-------- RECORDED DATA

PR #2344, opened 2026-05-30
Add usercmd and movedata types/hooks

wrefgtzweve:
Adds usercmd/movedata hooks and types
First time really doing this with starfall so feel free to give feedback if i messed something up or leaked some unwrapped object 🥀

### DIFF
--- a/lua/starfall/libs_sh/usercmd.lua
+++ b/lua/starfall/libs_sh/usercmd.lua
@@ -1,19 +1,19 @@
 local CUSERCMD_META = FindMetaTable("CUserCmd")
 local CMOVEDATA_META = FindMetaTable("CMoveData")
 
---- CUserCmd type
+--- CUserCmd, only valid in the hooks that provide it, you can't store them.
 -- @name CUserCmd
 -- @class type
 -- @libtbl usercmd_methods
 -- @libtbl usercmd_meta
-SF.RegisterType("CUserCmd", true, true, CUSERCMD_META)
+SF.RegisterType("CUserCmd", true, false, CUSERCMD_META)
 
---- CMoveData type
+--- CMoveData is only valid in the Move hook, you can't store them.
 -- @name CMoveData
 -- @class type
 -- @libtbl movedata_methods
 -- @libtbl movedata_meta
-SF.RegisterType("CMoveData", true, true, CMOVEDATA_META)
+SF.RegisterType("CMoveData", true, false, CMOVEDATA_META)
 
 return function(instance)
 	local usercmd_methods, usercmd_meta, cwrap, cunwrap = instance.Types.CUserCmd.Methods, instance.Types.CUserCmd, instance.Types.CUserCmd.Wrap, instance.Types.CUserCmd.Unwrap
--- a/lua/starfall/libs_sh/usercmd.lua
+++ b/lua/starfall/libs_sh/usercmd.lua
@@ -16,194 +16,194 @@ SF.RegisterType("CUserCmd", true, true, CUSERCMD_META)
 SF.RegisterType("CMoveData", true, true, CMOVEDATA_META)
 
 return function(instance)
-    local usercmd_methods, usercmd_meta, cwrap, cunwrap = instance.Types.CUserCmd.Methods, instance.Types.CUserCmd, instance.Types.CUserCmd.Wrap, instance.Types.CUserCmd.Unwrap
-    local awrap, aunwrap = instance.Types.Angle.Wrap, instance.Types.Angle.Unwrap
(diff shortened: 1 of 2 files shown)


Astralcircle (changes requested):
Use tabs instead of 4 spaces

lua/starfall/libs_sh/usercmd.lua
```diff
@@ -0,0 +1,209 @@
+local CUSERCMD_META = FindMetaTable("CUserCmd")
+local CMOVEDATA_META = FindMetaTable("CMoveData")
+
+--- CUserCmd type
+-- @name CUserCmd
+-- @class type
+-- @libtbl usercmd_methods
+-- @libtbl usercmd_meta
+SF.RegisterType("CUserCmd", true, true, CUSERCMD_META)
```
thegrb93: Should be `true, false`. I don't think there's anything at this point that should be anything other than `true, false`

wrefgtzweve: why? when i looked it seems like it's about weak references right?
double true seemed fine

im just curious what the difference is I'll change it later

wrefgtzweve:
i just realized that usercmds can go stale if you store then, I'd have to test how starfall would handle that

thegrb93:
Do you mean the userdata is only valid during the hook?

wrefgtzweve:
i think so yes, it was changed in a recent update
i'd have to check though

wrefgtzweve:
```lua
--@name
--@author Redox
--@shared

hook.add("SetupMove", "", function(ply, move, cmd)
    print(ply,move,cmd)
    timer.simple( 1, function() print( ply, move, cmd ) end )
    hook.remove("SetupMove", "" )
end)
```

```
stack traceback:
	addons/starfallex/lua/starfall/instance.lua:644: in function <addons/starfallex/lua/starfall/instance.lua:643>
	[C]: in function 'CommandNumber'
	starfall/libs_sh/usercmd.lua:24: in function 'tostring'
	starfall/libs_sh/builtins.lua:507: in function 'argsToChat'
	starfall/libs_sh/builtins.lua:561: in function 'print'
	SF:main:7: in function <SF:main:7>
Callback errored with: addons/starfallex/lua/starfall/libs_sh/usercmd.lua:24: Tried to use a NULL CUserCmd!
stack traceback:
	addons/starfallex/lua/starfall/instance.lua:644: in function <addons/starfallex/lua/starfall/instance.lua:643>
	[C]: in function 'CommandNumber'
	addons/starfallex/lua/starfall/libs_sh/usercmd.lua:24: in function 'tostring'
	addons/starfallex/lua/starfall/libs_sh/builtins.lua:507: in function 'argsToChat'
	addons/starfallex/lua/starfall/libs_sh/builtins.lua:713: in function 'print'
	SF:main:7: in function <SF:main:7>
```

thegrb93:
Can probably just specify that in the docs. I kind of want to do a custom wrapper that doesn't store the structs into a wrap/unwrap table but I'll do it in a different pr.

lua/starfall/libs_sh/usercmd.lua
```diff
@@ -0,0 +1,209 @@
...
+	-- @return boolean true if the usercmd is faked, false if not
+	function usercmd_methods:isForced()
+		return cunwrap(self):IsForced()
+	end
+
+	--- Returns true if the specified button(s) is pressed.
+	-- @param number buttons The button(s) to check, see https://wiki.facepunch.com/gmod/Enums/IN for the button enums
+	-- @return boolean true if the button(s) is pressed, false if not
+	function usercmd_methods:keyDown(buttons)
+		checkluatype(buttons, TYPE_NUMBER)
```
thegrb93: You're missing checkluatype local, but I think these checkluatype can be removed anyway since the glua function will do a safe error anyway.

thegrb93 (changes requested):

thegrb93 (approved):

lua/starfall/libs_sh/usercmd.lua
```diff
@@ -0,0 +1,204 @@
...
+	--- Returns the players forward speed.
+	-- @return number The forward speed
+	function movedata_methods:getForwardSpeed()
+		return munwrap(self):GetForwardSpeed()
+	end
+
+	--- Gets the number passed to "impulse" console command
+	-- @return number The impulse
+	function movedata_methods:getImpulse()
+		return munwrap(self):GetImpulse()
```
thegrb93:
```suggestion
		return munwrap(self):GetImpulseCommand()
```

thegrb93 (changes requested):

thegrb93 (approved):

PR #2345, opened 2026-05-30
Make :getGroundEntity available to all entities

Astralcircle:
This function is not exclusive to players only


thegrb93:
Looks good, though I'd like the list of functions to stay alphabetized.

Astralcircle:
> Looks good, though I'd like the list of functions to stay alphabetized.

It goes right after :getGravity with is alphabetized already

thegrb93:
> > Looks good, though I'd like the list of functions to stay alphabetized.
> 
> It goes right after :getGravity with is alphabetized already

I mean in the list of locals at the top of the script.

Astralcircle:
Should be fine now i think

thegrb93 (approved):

----------------

EXERCISE AIM: From the line containing "I mean in the" down to the last line of the records above, print every line exactly, with both ends kept.

OUTPUT:
I mean in the list of locals at the top of the script.

Astralcircle:
Should be fine now i think

thegrb93 (approved):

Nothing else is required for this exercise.